Date of Award

5-2009

Document Type

Thesis

Degree Name

Master of Arts (MA)

Department

History

First Advisor

Dr. Cynthia Prescott

Abstract

The women's suffrage movement in Europe and the United States led to female enfranchisement in much of the West in the early twentieth century. Suffrage historiography, however, places too much emphasis on a middle-class history of urban white women's struggle to win the vote. This traditional scholarship not only lacks a thorough class-based analysis but also fails to examine ethnicity's role in the American women's suffrage movement as well as larger transnational connections.

Research on the construction of Norwegian ethnicity and its corresponding influence on Norwegian-American support of women's suffrage contributes to filling this historiographical gap. In addition, the influence Norwegian-language literature and Norwegian suffrage successes had on rural and urban Norwegian-American homemaking myths shows how ethnic construction compounded with gender and class to create a progressive political identity. Transatlantic suffrage relationships propagated this identity formation and in part created and reinforced Norwegian ethnicity.

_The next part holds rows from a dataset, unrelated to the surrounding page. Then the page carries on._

Issue #313, opened 2021-12-13
Sampling


m-mohr:
For several use cases such as ML training, one or more sampling processes could be useful. 

This came up in the discussions around #295 

Related work: 
- https://eo-learn.readthedocs.io/en/latest/eolearn.geometry.sampling.html
- https://developers.google.com/earth-engine/apidocs/ee-image-sample?hl=en

Alternative: 
- polygon_to_point?
- #155

clausmichele:
The sampling process could also allow to "extract" all the valid points setting a parameter. This would cover the case where we select some polygons (filter_spatial) and we want to keep all the pixels inside of them for training.

Some questions that come up in my mind:
1. Is the output a vector-cube?
2. Does it keep x,y information about the points or do we discard them?

clausmichele:
The sampling will be performed using a new process called polygon_to_points:
- polygon_to_points takes as input a geoJSON (or other supported formats, TBD) and returns the same structure with point coordinates
- possible parameters are:
1. Sampling strategy: random, fibonacci, ...
2. Max number of points to extract
3. Other?

m-mohr:
* We still need to verify which name to choose, they should be somewhat aligned between vector processes.
* Input should probably be GeoJSON or vector cube, as usual.
* Would it be useful to also pass lines and get points for them or should this be purely polygon focused?
* Sampling strategy could be a callback (so random and Fibonacci would be separate processes) or a given set of methods.

clausmichele:
Sorry for being not so clear, with same structure I was referring to the geoJSON or vector-cube structure/data format, not the content itself.

m-mohr:
Thanks for the clarification, @clausmichele.

I thought about basing percentages around the pixel centers. You should have a known number of pixels and could create a list of points for the pixel centers, right?

clausmichele:
From the last meeting I understood that the process should take as input geometries (geoJSON) and output also geometries to be used in aggregate_spatial, that's why I firstly called it "polygon_to_points". The output would be a list of points which can be used in aggregate_spatial to create a vector-cube for training the ML model.

@mattia6690 @jdries can you comment on this? Do I remember correctly?

m-mohr:
Ah, okay! Then I misunderstood or remembered incorrectly. I can change that. That makes the process simpler by only creating points from a shape without directly combining them with the values from the raster cube. That's also fine for me, just didn't fully understood the idea then. Stay tuned for an updated version... :-)

[...]

Issue #270, opened 2021-07-09
Keep GeoJSON (vector) properties


m-mohr:
Re 3: In general, it would be very useful to keep the GeoJSON properties so that people can actually identify the Features they've provided in the results. I'm not sure if the processes describe this well enough, but we can probably clarify this in general for vector file formats that handle properties.

_Originally posted by @m-mohr in https://github.com/Open-EO/openeo-geopyspark-driver/issues/84#issuecomment-876430614_

clausmichele:
After some discussion, we agreed that this feature is crucial in the following scenario:
1. We need to train a ML model
2. We create a geoJSON containing the polygons with associated classes (for classification) or target values (for regression)
2.1 (Optional) We use the (still to be defined) process polygon_to_points process to extract several points from the geometries.
3. We use aggregate_spatial to create the input vector-cube for the ML model training process.

The ML model training process will need to distinguish which one is the class/target from the output of aggregate_spatial (back-end specific?).

For other scenarios where we do not define the labels/classes/target by ourselves inside the geoJSON but use instead two different rasters the problem does not persist.

m-mohr:
I'm wondering whether it would be the easiest solution to add a new parameter `keep_properties` (default: false) that can be enabled to add this behavior? Or do we assume that this should be possible by default and just "clarify" that keeping the properties is the expected (but baldy documented) behavior of the existing process?

jdries:
I'm considering to start keeping them by default in our processes, mainly to avoid that users would suddenly have to specify this extra argument. Keeping those properties should also not break existing code.
Backends that do not keep them yet, but also do not support training ML models, would not be hugely impacted.

jdries:
Dev telco: avoid adding a parameter, try to implement in the backends.
Process documentation would need to be updated.

m-mohr:
Would a simple addition such as "Vector properties are preserved for vector data cubes and all GeoJSON Features." be good enough?

cc @soxofaan

soxofaan:
yes, I would not overthink it for now. We can finetune it if actual implementation details become more clear

m-mohr:
Done, see commits above (and potentially below).

PR #315, opened 2021-12-20
Add vector_to_points #313

m-mohr:
Adds a new process for the requirements given in #313.

Some questions are still open, see the comments in #313. This is therefore more a basis for further discussions rather than a final proposal.


mattia6690 (approved):
I think that a negative buffer is very useful for many researchers to either exclude or specifically research areas at the boundaries of Polygons or in the vicinity of points and lines.
Otherwise the current structure is fine

m-mohr:
@mattia6690 I assume you want to copy your comment over to `vector_buffer` in #314 and remove the comment here.

proposals/raster_to_points.json
```diff
@@ -0,0 +1,81 @@
...
+            "name": "data",
+            "description": "The raster data cube to extract a sample from.",
+            "schema": {
+                "type": "object",
+                "subtype": "raster-cube"
+            }
+        },
+        {
+            "name": "geometries",
+            "description": "Geometries to extract samples for. If not given or `null`, the bounding box of the raster data cube is used as the Polygon to sample for.\n\nTo maximize interoperability, a nested `GeometryCollection` should be avoided. Furthermore, a `GeometryCollection` composed of a single type of geometries should be avoided in favour of the corresponding multi-part type (e.g. `MultiPolygon`).",
```
mattia6690, line 21: This sounds a bit strange imo: Maybe rather "Input Geometries for sample extraction". Same for the next sentence I would substitute "as the Polygon to sample" with "as input polygon" or something similar

mattia6690 (changes requested):

proposals/raster_to_points.json
mattia6690: the rest is as we've discussed and should be fine for most of the applications

m-mohr: Alright, fixed.

m-mohr:
After the comment from @clausmichele in https://github.com/Open-EO/openeo-processes/issues/313#issuecomment-998683330, I've added another process `vector_to_points` to support the use case you have described. So depending on what we want, we can choose one of the processes in this PR and discard the other one. Or if both processes are potentially useful, merge both.

@clausmichele Is the new process okay for you?

jdries:
I also understood/remember that we would do vector_to_points, and then use aggregate_spatial to sample over a raster if desired.
raster_to_points seems like a shortcut for the same thing, but don't feel the need to have a process that is also covered by a simple combination of other processes. Also doesn't feel like it would be more efficient.

m-mohr:
Alright, I removed raster_to_points.

proposals/vector_to_points.json
```diff
@@ -0,0 +1,68 @@
+{
+    "id": "vector_to_points",
+    "summary": "Sample random points from geometries",
+    "description": "For each geometry samples a number of random points based on one of the sampling method.",
```
soxofaan, line 4: > based on one of the sampling method.

typo, I guess must be

> based on a sampling method

proposals/vector_to_points.json
```diff
@@ -0,0 +1,68 @@
...
+                },
+                {
+                    "type": "object",
+                    "subtype": "vector-cube"
+                }
+            ]
+        },
+        {
+            "name": "count",
+            "description": "The number of points to compute. For each point given the maximum number of computed points is always 1.",
```
soxofaan, line 27: Bit unclear if this parameter is total number  or number per geometry.

I assume it must be the former (total number). But other parts of description seem to suggest the latter:

> For each geometry samples a number of random points

> For each point given ... number is always 1

soxofaan: > For each point given the maximum number of computed points is always 1.

This sentence was very confusing to me. I guess it describes the behavior when your input geometries contain points. I think that discussing that edge case here makes things more confusing than it should be.

proposals/vector_to_points.json
```diff
@@ -0,0 +1,68 @@
...
+            "optional": true,
+            "default": 1,
+            "schema": {
+                "type": "integer",
+                "minimum": 1
+            }
+        },
+        {
+            "name": "method",
+            "description": "The method to distribute the samples:\n\n* `random` (default): Random sampling\n* `fibonacci`: Fibonacci spiral sampling",
```
soxofaan, line 37: I'm not an expert on this, but when a user want's Fibonacci spiral sampling, they might care about CRS of the calculation of the Fibonacci spiral?

Also on the backend side: I think it is far from easy to do Fibonacci sampling in a non-trivial geometry so that you get exactly the requested number of samples.

proposals/vector_to_points.json
m-mohr, line 4: Yeah, we could either append an "s" or use your suggestion

```suggestion
    "description": "For each geometry samples a number of random points based on a sampling method.",
```

m-mohr: Yeah, we could either append an "s" or use your suggestion

```suggestion
    "description": "For each geometry samples a number of random points based on a sampling method.",
```

proposals/vector_to_points.json
m-mohr: Hmm, I guess I'd check what implementations do to not make the implementation overly complicated. 

```suggestion
            "description": "The number of points to compute. Does not apply for point geometries.",
```

proposals/vector_to_points.json
m-mohr: Me neither, so I would appreciate thoughts from others, e.g. @mattia6690 

We could also just leave out the method for now.

proposals/vector_to_points.json
soxofaan: To be honest, "sample based on a sampling method"  sounds quite redundant to me.

If you want the description different enough from the summary, something like this:

> Generate a vector cube of points by sampling random points from input geometries.

m-mohr: Works for me except that "random" would sound a bit like just the "random" method is available although we (at least currently) still have "fibonacci" available, too.

proposals/vector_to_points.json
soxofaan: I think part of my confusion (also see my first comment in this side-thread) is that I first assumed the input data is a geojson object. I somehow missed the part that the input data can also be a vector cube. 

So `count` is the number of samples per "feature" (in geojson sense)?

m-mohr: Yes, I think that was the intention, but as said, let's check implementations, too.

soxofaan: > Does not apply for point geometries for which the count is always `1`.

And what about MultiPoints or geometry collections with multiple points? You could cover that generically with something like:

> Note that points in the input geometries can be selected at most once by the sampling.

m-mohr: That sounds pretty good, indeed! 👍

```suggestion
            "description": "The number of points to compute per geometry. Note that points in the input geometries can be selected at most once by the sampling.",
```

proposals/vector_to_points.json
```diff
@@ -0,0 +1,68 @@
...
+            "schema": {
+                "type": [
+                    "integer",
+                    "null"
+                ]
+            }
+        }
+    ],
+    "returns": {
+        "description": "Returns a vector data cube with the sampled points as `MultiPoint` per geometry given.",
```
soxofaan, line 62: Are only the points returned as geometries, or also the original properties of the input features?

m-mohr: Good question, which is closely related to how we go forward with #270. The behavior should (usually) be consistent across the processes so we'd need to discuss that soon.

proposals/vector_to_points.json
soxofaan: yeah, the random can be dropped

m-mohr:
```suggestion
    "description": "Generate a vector cube of points by sampling points from input geometries.",
```

I hope this is long enough...

proposals/vector_to_points.json
clausmichele: I would add something like "desired" in between: "The desired number of points to compute. ...". It is not obvious that the process can extract exactly that specific amount of points.
An edge case: we provide 5 points and ask for 10: not possible as we said that for each point we can extract only one.

Or maybe I'm just thinking too much and it's not necessary.

proposals/vector_to_points.json
m-mohr: Okay, I can remove Fibonacci. Should we include some kind of a "regular" option instead?

proposals/vector_to_points.json
mattia6690: maybe we can consider also to just name it "n" (generally used as placeholder) or "size" (used e.g. by Edzer in his sf package). "Count" is more likely used in statistics to count certain occurrences

proposals/vector_to_points.json
jdries: I think it makes sense to keep original properties if there is an unambiguous relation between a single input and output feature, like in this case.
Otherwise, it would be very hard to get the properties back.

proposals/vector_to_points.json
```diff
@@ -0,0 +1,68 @@
...
+                    "subtype": "geojson"
+                },
+                {
+                    "type": "object",
+                    "subtype": "vector-cube"
+                }
+            ]
+        },
+        {
+            "name": "count",
```
m-mohr, line 26: As proposed in https://github.com/Open-EO/openeo-processes/pull/315#discussion_r782271205:

```suggestion
            "name": "size",
```

proposals/vector_to_points.json
m-mohr: Sure: https://github.com/Open-EO/openeo-processes/pull/315/files#r782296286

proposals/vector_to_points.json
soxofaan: > important to have a regular (e.g. one point every x meters) ... sampling 

@mattia6690  Does that mean that the spatial density of sample points  is more important than their  number? If so, the `count` (or `size`) argument might be annoying in practice  for Fibonacci or other regular sampling methods .

proposals/vector_to_points.json
m-mohr: So I think the way forward is that:
1. Input is a Geometry: You receive a new MultiPoint geometry
2. Input is a Feature: You receive the same Feature with properties preserved, but the geometry is now a MultiPoint geometry.
3. Vector Data Cubes: Properties are preserved (basically as above).

I think this is captured reasonably well with the addition "Vector properties are preserved for vector data cubes and all GeoJSON Features." in the `data` parameter. Happy to incorporate improvements, of course.

clausmichele:
I'm currently trying to implement this process. However, I was thinking that maybe the "count" parameter should be more a maximum number of points to extract in total. Othrwise there could be uge polygons where we extract 100 points a tiny ones where we do the same. What do you think?
I have implemented a basic python code that performs this operation, you can have a look at it ere https://github.com/clausmichele/openeo_vector_to_points/blob/main/vector_to_points_test.ipynb

cc @soxofaan let me know if you have suggestions on how to improve the code!

soxofaan:
> However, I was thinking that maybe the "count" parameter should be more a maximum number of points to extract in total. Otherwise there could be luge polygons where we extract 100 points a tiny ones where we do the same. What do you think?

yes, I'm also wondering whether some kind of target density wouldn't be more practical than a bare count. (Still having optional minimum and maximum count might still be useful.) See https://github.com/Open-EO/openeo-processes/pull/315#discussion_r783222625

proposals/vector_to_points.json
mattia6690: > @mattia6690 Does that mean that the spatial density of sample points is more important than their number? If so, the `count` (or `size`) argument might be practically unusable for Fibonacci or other regular sampling methods .

It depends... you can have a regular grid also based on a size argument. The smaller the size the bigger the gaps between the points. The same is true for the spiral fibonacci sampling. You have the same sampling structure but with a less dense cloud of points with a smaller `count` (or `size`) argument. Even though I would really remove Fibonacci for the moment...

mattia6690:
> I'm currently trying to implement this process. However, I was thinking that maybe the "count" parameter should be more a maximum number of points to extract in total. Otherwise there could be luge polygons where we extract 100 points a tiny ones where we do the same. What do you think? 

I think that this should be in the hand of the user tbh. If you want to have only some samples within a polygon (e.g. for a validation action on a cube) you'd associate a small `size` argument to a big polygon whereas you want to have a high density of points if you want to later extract all the values from an image within the polygon.
I think it might be useful, however, to implement a maximum amount of points based on the polygon extent in order to prevent a computationally intensive but yet unneccessary amount of points.

m-mohr:
So something like three parameters? min, max, and target? Those are still pure "counts", right? I'm not sure how I'd specify a density...

mattia6690:
> So something like three parameters? min, max, and target? Those are still pure "counts", right? I'm not sure how I'd specify a density...

No I would leave the `size` or `count` parameters for the number of points generated within a vector. 
In the implementation of the process, however, it might be useful to set a maximum number of points to be generated. Let's say you have a rather small 10m2 polygons and the user has the `size` parameter set to 1.000.000 there would be points separated by a few cm even though this is not very ueful and computationally intensive. Shouldn't we try to catch this by let's say setting a maximum density of 1 point per m2 or based on a raster-cube pixel size in order to prevent requests like this? I know it is unlikely but it could happen

clausmichele:
@mattia6690 the problem is that this process is unaware of the datacube resolution where you will want to sample the point and it does not necessarily need to be used together with a datacube, i.e. one could use it just to extract points and then use the resulting geoJSON (or vector data) somewhere else.

mattia6690:
> the problem is that this process is unaware of the datacube resolution where you will want to sample the point and it does not necessarily need to be used together with a datacube, i.e. one could use it just to extract points and then use the resulting geoJSON (or vector data) somewhere else.

Thanks for the clarification @clausmichele ! I am wondering whether it could be an option to sample the points based on the pixels (e.g. the centroids of the Pixels within a vector ). This option is often used to extract the pixel values of a raster image / raster cube. But maybe this leads too far within this process...

clausmichele:
> 
> yes, I'm also wondering whether some kind of target density wouldn't be more practical than a bare count. (Still having optional minimum and maximum count might still be useful.) See [#315 (comment)](https://github.com/Open-EO/openeo-processes/pull/315#discussion_r783222625)

@soxofaan  Do you mean min/max each geometry/polygon or in total?
In my opinion, if we define minimum points each feature/geometry always = 1 and maximum/target number of total points as a parameter we can increase the density increasing the max/target number of pixels required. So no additional parameters required and the implementation follows the code I've posted before.

> 
> Thanks for the clarification @clausmichele ! I am wondering whether it could be an option to sample the points based on the pixels (e.g. the centroids of the Pixels within a vector ). This option is often used to extract the pixel values of a raster image / raster cube. But maybe this leads too far within this process...

It would be a different process, since this one does not have any information about "pixels", let's focus on creating a good draft of this and we will be able to think about a new one soon if needed.

soxofaan:
> @soxofaan Do you mean min/max each geometry/polygon or in total?

there I was talking about a per-geometry min/max


> maximum/target number of total points as a parameter we can increase the density increasing the max/target number of pixels required. 

I'm not sure I understand what you mean here:
- you still have a user defined density in some way, and the max setting is just a upper limit of samples points per geometry?
- There is no user defined density, but the pixel density is used as implicit density?
-  there is no user defined density and you just get target number of samples per geometry, meaning you'll get different sample density for  geometries with different area?

clausmichele:
In my previous comment, where I've posted the code https://github.com/Open-EO/openeo-processes/pull/315#issuecomment-1017630399, I was trying to say that in my opinion makes more sense to have a "count","total","max number" (or whatever we want to call it) single parameter defining the total number of points we expect as output, not for each geometry.

The density for each geometry will be based on this total number of points we request and the user does not need to define it.

m-mohr:
@clausmichele @mattia6690 Could someone recap what has been decided on (or discussed) during the dev telco, please? I couldn't fully follow due to the connectivity issues, sorry about that.

mattia6690:
> Could someone recap what has been decided on (or discussed) during the dev telco, please? I couldn't fully follow due to the connectivity issues, sorry about that.

Sure! Here a few remarks:

There should/ could be two possibilities of sampling that are both used for different purposes:
- based on the density. This allows a sampling depending on the size of the polygons. More samples for a bigger and less samples for a smaller polygon
- based on a number (count/size). There you have the same amount of points for each Polygon independent from the area

In addition it could make sense to introduce a distance measure. Like this the user is able to have points with a certain distance to each other. This makes sense when raster values will be extracted later on and you want to avoid duplicate samples or multiple samples at nearly the same place. 

However, we should include either maximum sample number or minimum distance between points (based on the polygon dimension) to avoid oversampling or computationally intensive operations

An inclusion of raster cubes is useful but not within this process since it would increase the complexity too much

m-mohr:
Thank you! So there was no final decision on an approach?

mattia6690:
> Thank you! So there was no final decision on an approach

I think that the two sampling measures (density / fixed value) are quite clear. The other points with the minimum unit and distance are not clearly decided upon yet

mkadunc:
I think a good reference to look at is also the [`spsample` function](https://www.rdocumentation.org/packages/sp/versions/1.4-6/topics/spsample) in the `sp` R package - this seems to have:

- n: approximate sample size (equivalent to the "number/count/size" option)

- cellSize: used for all sampling methods except "random" — this to me is equivalent to the distance option, which is approximately the same as the "density" option

The questions we need to answer for the `vector_to_points` are:

- when a user requests `n` sample points, will the process guarantee exactly `n` points or is the `n` approximate, as in the `spsample` (I suggest we go with approximate, which is much easier to implement for different sampling methods and allows for reasonable behaviour in corner-cases)

- if the user provides both `cellSize` and `n`, do we try to handle it, or just decide that only one of the two should be allowed?

---

I like the addition to support avoiding oversampling or computationally intensive operations with cellSize/distance that is smaller than pixel size. This is only relevant when the user specifies the number of samples with `n` and the cell size has to be determined automatically (when the user specifies the cellSize, we can trust them to choose appropriate size for the dataset).

This leads to an an easy solution, where both `n` and `cellSize` are used: `n` is used to determine `user-requested-cellSize`; if this is smaller than `cellSize`, `cellSize` is used for computing the samples. This means that `cellSize` description can be adjusted as follows:

- **cellSize**: minimal cell size, used for all sampling methods; average density of sampled points will be (proportional to) `density = 1 / (cellSize * cellSize)`. If `n` is provided, the actual `cellSize` used may be larger than specified;

clausmichele:
Continuing the discussion, here is my proposal with some sample visualizations.
Input geometries: (one big and two small polygons, two points)
image

**Case 1**: Random sampling. User wants to sample random points from the provided geometries. Requires that we sample max 1000 points in total and max 100 points each provided geometry.
Parameters:
sampling_strategy = 'random'
max_points_total = 1000
max_points_geometry = 100

Result:
image

Discussion:
The provided max_points_total is used to determine the max_points_geometry value if not provided. If provided, we use that one instead.

**Case 2**: Random sampling. User wants to sample random points from the provided geometries. Requires that we sample max 1000 points in total and does not care about the number of points each geometry.
Parameters:
sampling_strategy = 'random'
max_points_total = 1000
max_points_geometry = null

Result:
image

clausmichele:
@m-mohr @soxofaan @mattia6690 @mkadunc 

Continuing the discussion, here is my proposal with some sample visualizations.
Input geometries: (one big and two small polygons, two points)
image

**Case 1**: Random sampling. User wants to sample random points from the provided geometries. Requires that we sample max 1000 points in total and max 100 points each provided geometry.
Parameters:
sampling_strategy = 'random'
max_points_total = 1000
max_points_geometry = 100

Result:
image

Discussion:
The provided max_points_total is used to determine the max_points_geometry value if not provided. If provided, we use that one instead.

**Case 2**: Random sampling. User wants to sample random points from the provided geometries. Requires that we sample max 1000 points in total and does not care about the number of points each geometry.
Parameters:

My research investigates the extent to which ethnicity impacted the American women's suffrage movement and also draws attention to the differences between rural and urban Norwegian-American suffragists. The cases of rural Norwegian Americans living in Minnesota and North Dakota highlight that these men and women participated in progressive ethnic construction and implemented these ideals through their work in a Grand Forks Votes for Women Club. Urban Norwegian-American suffragists involved in the Minneapolis, Minnesota-based Scandinavian Woman's Suffrage Association demonstrate that urban ethnics joined a suffrage club at a greater rate than their rural counterparts and utilized ethnic stereotypes to lobby for women's suffrage on a local and national level. These findings illuminate the similarities and differences between rural, agricultural Norwegian Americans and urban, "citified" Norwegian Americans.

Traditional qualitative sources such as memoirs, newspaper articles, women's magazines and suffrage club records, provide insight into individual and group lives. This study also implements non-traditional qualitative source material such as literature and quantitative analysis to augment the traditional qualitative sources. Combining suffrage club membership records with the United States census data reveals the ethnic make-up, age, family and economic situations of suffrage club members. In urban Minneapolis, Minnesota and rural Grand Forks, North Dakota the creative and combined use of both qualitative and quantitative methodologies illustrates that a transatlantic exchange of progressive ideals contributed to Norwegian American ethnic construction, identity formation and participation in the women's suffrage movement.